There was a click and Rex McCullough suddenly came on the line. “How’s the weather in Kamchatka this time of year?” he inquired.
“Kamchatka?”
“That’s where you seem to be calling from. Tell Lulu she’s outdone herself this time. And congratulations to you too, John. It’s not every day you make it to the top of the FBI’s Most Wanted list. You were right about your suspicions, about a mole at the Center. It was you, John. You, the whole fucking time. I feel like an idiot. You’ve been leaking classified intelligence to terrorist organizations for months. And you’ve got forty million dollars in a Cayman bank account to show for it. Everyone, and I mean everyone, is looking for you. But if you turn yourself in—”
Lulu hung up the phone. “Times up,” she said simply.
Decker squeezed the receiver. He squeezed it as hard as he could. Then, with a sigh, he slowly put the phone back on the hook.
“We need to find a place to crash,” Lulu said. “Some place where no one will look for us. We can’t stay with family or friends.”
“How about a hotel?”
Lulu smiled. She plopped herself down by the nearest PC and punched up a browser. Minutes later, she had hacked her way into The Four Seasons reservation system and booked them a suite. “Done,” she said with a grin. “Now, we just have one more thing to do. And it’s not going to be easy.”
“What’s that?” Decker asked.
“Get across town.”
CHAPTER 44
They ended up pinching a few items of clothing from distracted MIT students and heading up Amherst, making a quick left onto Carleton, before turning north for the Kendall Station at Broadway and Main.
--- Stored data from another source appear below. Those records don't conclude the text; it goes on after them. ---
Issue #344, opened 2021-05-07
assert_matches!


RCasatta:
As briefly discussed in https://github.com/bitcoindevkit/bdk/pull/341#discussion_r627858886 and following

we should add https://docs.rs/crate/assert_matches/1.5.0 as a dev-dep which will also be standardized one day https://doc.rust-lang.org/nightly/std/macro.assert_matches.html

And changes our pattern matching test to be like:
```
assert_matches!(wallet.sign(&mut psbt, options), Err(Error::Signer(SignerError::InputIndexOutOfRange)))
```

eupn:
The [`matches!`](https://doc.rust-lang.org/std/macro.matches.html) macro has been stabilized since `1.42.0`.

We can ([and already do](https://github.com/bitcoindevkit/bdk/search?q=assert%21%28matches%21%28)) use it like this: `assert!(matches!(...))` to have behavior similar to `assert_matches!` (though the errors may be less informative).

This way we'll avoid an additional dev-dependency.

RCasatta:
> though the errors may be less informative

Yeah that's what I like, when `assert!(matches!())` test fails I end up printing the values before and launch tests with `--nocapture` which is unpleasant

LLFourn:
what's wrong with

```
assert_eq!(wallet.sign(&mut psbt, options), Err(Error::Signer(SignerError::InputIndexOutOfRange)))
```
?

RCasatta:
> what's wrong with
> 
> ```
> assert_eq!(wallet.sign(&mut psbt, options), Err(Error::Signer(SignerError::InputIndexOutOfRange)))
> ```
> 
> ?

You may want to test something that doesn't `impl Eq` or do stuff like:

```
assert_matches!(&policy.item, Signature(pk_or_f) if pk_or_f.fingerprint.unwrap() == fingerprint));
```


By the way, I think it would be good to have `assert_matches!` but if people have doubts it's absolutely fine without it

notmandatory:
closed by #821

PR #819, opened 2022-12-11
[344] Add assert_matches

Synesso:
### Description

Adds testing dependency `assert_matches` and applies to the to assertion mentioned in #344 

### Notes to the reviewers

I have only applied this macro to the location suggested in the issue and not elsewhere, as I am not familiar enough with the project.

#### All Submissions:


Synesso:
I saw build failures that seemed unrelated to my change, so I force pushed master/head to see if the build would still fail. Unfortunately that caused the PR to instantly close. Starting again...

Issue #1112, opened 2023-09-05
`scan_without_keychain` and `scan`'s names should be inverted


LLFourn:
There are some naming problems in electrum and esplora code.

- `scan` should mean without a keychain
- `scan_with_keychain` should be the name of the one that scans with a keychain

Same applies to `update_tx_graph_without_keychain` and `update_tx_graph` in esplora (which I would likewise rename to `scan` and `scan_with_keychain`).

The problem with the current naming is that it makes it seem `scan` (with a keychain) is the simple default and that `scan_without_keychain` is the exception. But scanning with a keychain (stop_gap) is very inefficient and should only be used when restoring from seedwords. Mutiny wallet caused a lowkey denial of service attack on mempool.space because they were always scanning with keychain. 

- it needs to be documented on `scan_with_keychain` that it should be used sparingly and explain the circumstances where it should be used.
- I would remove all the other arguments from `scan_with_keychain` other than the `keychain_spks` in both esplora and electrum. This emphasizes the special case that it should be used for.
- Perhaps we should change `scan` to `sync` instead since that's the nomenclature we have elsewhere.

vladimirfomene:
@LLFourn do you think this can be tagged "good first issue"?

LLFourn:
sure but it should be done with high priority anyway.

PR #1194, opened 2023-11-02
Add wallet sync_request and full_scan_request functions

### LINKED ISSUE #1153: [wallet] Consider having a higher-level method for syncing
Looking at wallet_esplora or wallet_electrum, syncing takes quite a bit of code, and I suppose than 99% of users will just want to update the whole wallet in one big batch, without any fancy optimization. We should consider having a higher level method similar to the old `wallet.sync()` to reduce the amount of code copy-pasted from our examples.

Maybe we could have `sync_esplora`, `sync_electrum`, `sync_bitcoind` and all of them need a wallet passed in?

notmandatory:
This is WIP.  So far only demonstrating with async esplora, if approach looks good I'll do the rest.

### Description

Adding new functions to for esplora and electrum light client ext modules to simplify full_scan and sync operations.  

This is another attempt to fix #1153. 

#### All Submissions:

#### New Features:

#### Bugfixes:


evanlinjin:
@notmandatory do you mind adding a more detailed explanation as to how this pushes us in a direction to have a higher-level method/methods for syncing a wallet?

LLFourn:
@notmandatory what about doing it like I suggested here: https://github.com/bitcoindevkit/bdk/issues/1153#issuecomment-1752263555

notmandatory:
Suggestion from https://github.com/bitcoindevkit/bdk/issues/1153#issuecomment-1752263555

```rust
let things_I_am_interested_in = wallet.lock().unwrap().start_sync();
let update = electrum_or_esplora.sync(things_i_am_interested_in)?;
wallet.lock().unwrap().apply_update(update)?:
```

@evanlinjin where I'm at right now is trying to figure out what wallet data is needed for scan and sync and how to get what we need from existing wallet functions.  I should be able to get back to the suggested solution above but am stuck on a few questions maybe you and @LLFourn can help with.

1. does it make sense to have different `wallet.start_sync` and `wallet.start_scan` since those operations need different info? 

2. `things_I_am_interested_in` and `update` need to be tuples right? I don't see any place to put new structs for these without creating unwanted cross-crate-dependencies. It will be trivial to make a `impl From` to convert the tuple returned from any of the clients back into a wallet `Update`.

3. For the `things_I_am_interested_in` does it make sense to clone and collect what I can? I know the goal is to keep this thread safe, is cloning what I need for syncing the only/best option?

What I've found so far is for a `client.scan()` we need three things from the wallet:

```rust
keychain_spks: BTreeMap<K, impl IntoIterator<IntoIter = impl Iterator<Item = (u32, ScriptBuf)> + Send> + Send,>,
local_chain: &LocalChain,
local_tip: Option<CheckPoint>,
```

and for a `client.sync()` we need five things:
```rust
spks: Vec<ScriptBuf>,
local_chain: &LocalChain,
local_tip: Option<CheckPoint>,
outpoints: Vec<OutPoint>,
txids: Vec<Txid>,
```

If you guys have any better ideas for these types I'll try to make them work. Thanks!

notmandatory:
I added Wallet `start_scan` and `start_sync` functions as an example of what I have in mind. Once I have confirmation the types are correct I need to add some tests and probably better docs and then also implement `scan` and `sync` for EsploraExt and ElectrumExt and update related docs and examples.

LLFourn:
> Suggestion from [#1153 (comment)](https://github.com/bitcoindevkit/bdk/issues/1153#issuecomment-1752263555)
> 
> ```rust
> let things_I_am_interested_in = wallet.lock().unwrap().start_sync();
> let update = electrum_or_esplora.sync(things_i_am_interested_in)?;
> wallet.lock().unwrap().apply_update(update)?:
> ```
> 
> @evanlinjin where I'm at right now is trying to figure out what wallet data is needed for scan and sync and how to get what we need from existing wallet functions. I should be able to get back to the suggested solution above but am stuck on a few questions maybe you and @LLFourn can help with.
> 
>     1. does it make sense to have different `wallet.start_sync` and `wallet.start_scan` since those operations need different info?

I hadn't thought of making `start_scan` as well. But I think we're renaming this to `rescan`  and fixing "scan" arguments to just what we need https://github.com/bitcoindevkit/bdk/issues/1112.

> 
>     2. `things_I_am_interested_in` and `update` need to be tuples right? I don't see any place to put new structs for these without creating unwanted cross-crate-dependencies. It will be trivial to make a `impl From` to convert the tuple returned from any of the clients back into a wallet `Update`.

I don't think they should be tuples? Just a `struct` definition containing all spks, txids etc. The definition should be in `bdk_chain`.

> 
>     3. For the `things_I_am_interested_in` does it make sense to clone and collect what I can? I know the goal is to keep this thread safe, is cloning what I need for syncing the only/best option?

Yes. Things should be cloned and collected out of wallet. FWIW I think we overuse `IntoIterator` currently. These can just be `Vec`.

I made another issue to try and collect requirements here: #1195

crates/esplora/src/async_ext.rs
ValuedMammal, line 1: As a side note, it looks like the trait bounds on `keychain_spks`  in `scan_txs_with_keychain` can be simplified to `BTreeMap<K, I>` where `K: Ord + Clone + Send, I: Iterator<Item = (u32, ScriptBuf)> + Send` similar to what you have for the new `scan` function, since we pass in an iterator of spks and not a collection. I second @LLFourn 's thought that other params like request_heights, txids, and outpoints could just be Vec or BTreeSet.

notmandatory:
This will need a little rework after #1178 is merged.

notmandatory:
Also based on poll on discord I'm renaming function names to `full_scan` and `sync`, see: https://discord.com/channels/753336465005608961/753367451319926827/1171551358353158164

crates/esplora/src/async_ext.rs
notmandatory: Hey sorry I didn't respond sooner to this. I'm going to rework this PR once the alpha.3 release is done and incorporate your suggestions.

crates/chain/src/request.rs
```diff
@@ -0,0 +1,32 @@
+use crate::collections::BTreeMap;
+use crate::local_chain::CheckPoint;
+use alloc::vec::Vec;
+use bitcoin::{OutPoint, ScriptBuf, Txid};
+
+/// Data required to perform a blockchain client sync.
```
evanlinjin: Imo we should be clear that these structures are only useful for spk-based syncing.

example-crates/wallet_esplora_async/src/main.rs
```diff
@@ -24,62 +33,93 @@ async fn main() -> Result<(), anyhow::Error> {
...
+            // 4. get blockchain update from original request checkpoint and missing heights
+            let chain_update = client
+                .update_local_chain(request.checkpoint, missing_heights)
+                .await?;
+            // 5. create wallet update
+            Ok((
+                Update {
+                    graph: graph_update,
+                    chain: Some(chain_update),
+                    ..Update::default()
```
evanlinjin: I was thinking about creating some sort of builder structure for ChangeSets. Maybe we can do something similar for Updates?

```rust
pub struct UpdateBuilder<U> { u: U }

impl<U> UpdateBuilder<U> {
    pub fn chain(self, u: impl Into<U>) -> Self { todo!() }
    pub fn build(self) -> U { self.u }
}
```

However changesets can be appended, but updates may not? Maybe `chain` needs to return a result. Would this even be a good idea?

notmandatory: I think the default struct construction above is pretty clear and easy to use.

notmandatory:
I've rebased post alpha.4 tag.

benthecarman:
This would be great, would fix the most annoying part of using bdk for me!

example-crates/wallet_esplora_async/src/main.rs
ValuedMammal: Builder pattern would make sense for building a sync/scan request. I think the current approach leaves the door open to potentially evolve in that direction.

LLFourn: Why would you need a builder pattern for changesets when you should never create these yourself?
It could be helpful for updates but I don't see what's wrong with the code above?

Oh except I wonder if we could have the concept of the "empty chain" which just has the geneisis block or whatever rather than having to have an `Option` there (but I guess not if you want `Default` to work so ignore that).

crates/bdk/src/wallet/mod.rs
```diff
@@ -109,6 +110,38 @@ pub struct Update {
...
+
+impl From<(TxGraph<ConfirmationTimeHeightAnchor>, local_chain::Update)> for Update {
+    fn from((graph, chain): (TxGraph<ConfirmationTimeHeightAnchor>, local_chain::Update)) -> Self {
+        Self {
+            graph,
+            chain: Some(chain),
+            ..Default::default()
+        }
+    }
+}
```
LLFourn: Are these `From` impls really important. These kinds of things are hard for users to find even if they are useful. It's better not to have a codebase full of secret tricks.

crates/bdk/src/wallet/mod.rs
```diff
@@ -2353,6 +2386,70 @@ impl<D> Wallet<D> {
...
+        // We want to search for whether our UTXOs are spent, and spent by which transaction.
+        let outpoints: Vec<OutPoint> = self.list_unspent().map(|utxo| utxo.outpoint).collect();
+
+        // Sync unconfirmed TX
+        // We want to search for whether our unconfirmed transactions are now confirmed.
+        let txids: Vec<Txid> = self
+            .transactions()
+            .filter(|canonical_tx| !canonical_tx.chain_position.is_confirmed())
+            .map(|canonical_tx| canonical_tx.tx_node.txid)
+            .collect();
```
LLFourn: Performance note: In theory there are faster ways to get the set of unconfirmed transactions in the graph. We haven't implemented them though.

example-crates/wallet_esplora_async/src/main.rs
```diff
@@ -24,62 +32,93 @@ async fn main() -> Result<(), anyhow::Error> {
...
-        .all_unbounded_spk_iters()
-        .into_iter()
-        .map(|(k, k_spks)| {
-            let mut once = Some(());
-            let mut stdout = std::io::stdout();
-            let k_spks = k_spks
-                .inspect(move |(spk_i, _)| match once.take() {
-                    Some(_) => print!("\nScanning keychain [{:?}]", k),
-                    None => print!(" {:<3}", spk_i),
-                })
```
LLFourn, line 51: I think the main thing this PR is missing is a way of restoring these prints. I don't think we can lose the ability to monitor progress here. This is the main technical challenge of this improvement. Let me know if you want to discuss. I'm not even sure what I'd do here but I have some ideas.

example-crates/wallet_esplora_async/src/main.rs
```diff
@@ -24,62 +32,93 @@ async fn main() -> Result<(), anyhow::Error> {
...
+            ))
+        }
+        Some(cmd) if cmd == "sync" => {
+            info!("Start sync...");
+            // 1. get data required to do a wallet sync, if also syncing previously used addresses set unused_spks_only = false
+            let request = wallet.sync_request(true);
+            // 2. sync unused wallet spks (addresses), unconfirmed tx, and utxos
+            let graph_update = client
+                .sync(
+                    request.spks,
```
LLFourn: I'm guessing the point of this PR is to make the esplora/electrum apis take the request as the argument here?

crates/bdk/src/wallet/mod.rs
notmandatory: Will remove.

crates/chain/src/request.rs
notmandatory: I updated the docs.

example-crates/wallet_esplora_async/src/main.rs
notmandatory: This will be tricky to do so I would like to discuss and get some advice.

example-crates/wallet_esplora_async/src/main.rs
notmandatory: Updated to use the request structs.

example-crates/wallet_esplora_async/src/main.rs
notmandatory: Can we push the feature to report sync/full_scan progress to a follow-up PR? I think this one is going to have enough in it to review.

LLFourn: I'd prefer not to lose features in PRs -- if we don't know how to restore this functionality then that's a deal breaker for this approach so it's better to sort it out now.

crates/esplora/src/blocking_ext.rs
```diff
@@ -139,22 +137,24 @@ impl EsploraExt for esplora_client::BlockingClient {
         })
     }
 
-    fn full_scan<K: Ord + Clone>(
+    fn full_scan<K: Ord + Clone + Send>(
         &self,
-        keychain_spks: BTreeMap<K, impl IntoIterator<Item = (u32, ScriptBuf)>>,
+        request: FullScanRequest<
+            K,
+            impl IntoIterator<IntoIter = impl Iterator<Item = (u32, ScriptBuf)> + Send> + Send + Clone,
```
LLFourn: This should just Box an iterator internally. No need for a type parameter. You could even use a concrete SpkIter I guess.

notmandatory:
A quick update. I've spent the past few days trying to figure out how to change the FullScanRequest to be able to add an inspect function for the SPKs but I can't figure out a way to do it. The main issue I run into if I try to use the same basic pattern as with SyncRequest is that I can't "capture" the inspect_spk function when I'm trying to add it to the iterators in the BTreeMap<K, I> that FullScanRequest holds.  I think this isn't causing a problem for SyncRequest because it uses collected vectors. I'm open to any ideas on how to do this, the complexity around closures, generics, and thread safety is exceeding my rust capabilities.

LLFourn:
@notmandatory to do it on `FullScanRequest` I think your going to need to store a `Box<dyn Iterator<...>>` for each keychain. Presumably you want to inspect each iterator with the same function. So something like:

```rust
self.spks_by_keychain = self.spks_by_keychain.drain(..).map(|keychain, spk_iter| Box::new(spk_iter.inspect(INSPECT_FN)).collect();
```
This is kinda like what we do now in the examples.

notmandatory:
I finally got this to build with an inspect function for the `FullScanRequest`. My next steps are to add tests, update examples to use inspect functions, and verify this API will work with work being done in bitcoindevkit/bdk-ffi#445.

example-crates/wallet_esplora_async/src/main.rs
notmandatory: I wasn't able to print the keychain because there isn't a way to have a generic K in the inspect function and capture it across threads. But I am able to use the index and spk in the function which I did for this example.

notmandatory:
I rebased this PR on #1380. In the process I also figured out a way to use the generic K for the function passed into `FullScanRequest::inspect_spks()`. To do it I had to wrap the Boxed function in an Arc and use the `Fn` type instead of `FnMut`. Before I was making a copy of the inspect function for every inspected item, this new way using a reference to the same function which should be more efficient.

example-crates/wallet_esplora_async/src/main.rs
notmandatory: 📌 Resolving this for now without adding a builder since that can be done later and this PR already has a lot to review.

crates/chain/src/request.rs
notmandatory: done.

crates/esplora/src/async_ext.rs
notmandatory: `SyncRequest` is now using `Vec`s and `FullScanRequest` is using `Iterator<Item = (u32, ScriptBuf)> + Send`.

notmandatory:
closing in favor of #1413

PR #1202, opened 2023-11-09
fix(chain): filter coinbase tx not in best chain

### LINKED ISSUE #1144: Coinbase transaction that is not anchored in the best chain should always be filtered out
**Describe the bug**  

Coinbase transactions cannot exist in the mempool and be unconfirmed. `TxGraph::try_get_chain_position` should always return `None` for coinbase transactions which are not anchored in the best chain.

**To Reproduce**  

A proper test has not been written for this scenario. The test would mine blocks which has the coinbase send to a tracked/owned spk. A reorg should not result in an unconfirmed balance.

**Expected behavior**  

Coinbase transactions cannot be "unconfirmed".

LagginTimes:
### Description

Fixes #1144.
Coinbase transactions cannot exist in the mempool and be unconfirmed. `TxGraph::try_get_chain_position` should always return `None` for coinbase transactions not anchored in best chain.

#### All Submissions:

#### Bugfixes:

### DIFF
--- a/crates/chain/tests/test_tx_graph_conflicts.rs
+++ b/crates/chain/tests/test_tx_graph_conflicts.rs
@@ -46,6 +46,49 @@ fn test_tx_conflict_handling() {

The place was packed. But that, in the end, proved to be an advantage. It was easier to blend in with the crowd than to try and avoid the ubiquitous surveillance cameras, the Cyclops sentinels that seemed to sprout out of every lamppost and street corner of Cambridge, despite the city’s Public Safety Committee’s rejection of them. So they cast their faces perpetually downward, toward the sidewalk, and both wore headgear that they’d picked up at the Media Center: Lulu, a floppy herringbone newsboy wool hat, with a stiff brim that easily obscured her spiked EMO hair; and Decker, a sea-foam-green baseball-style flex cap, pulled low to his eyes, featuring the Celtics logo — a Leprechaun spinning a basketball on the very tip of his finger.
They bought Charlies and hopped onto the Red Line heading east into town. The car was practically empty and they had no trouble getting seats. Moments later, just as Decker began to relax, the train exploded into daylight and they found themselves hurtling across the Longfellow Bridge. Out the window, Decker could see the entire city splayed out before him, including the John Hancock Tower and the Prudential Center. Far below, someone was sculling the Charles.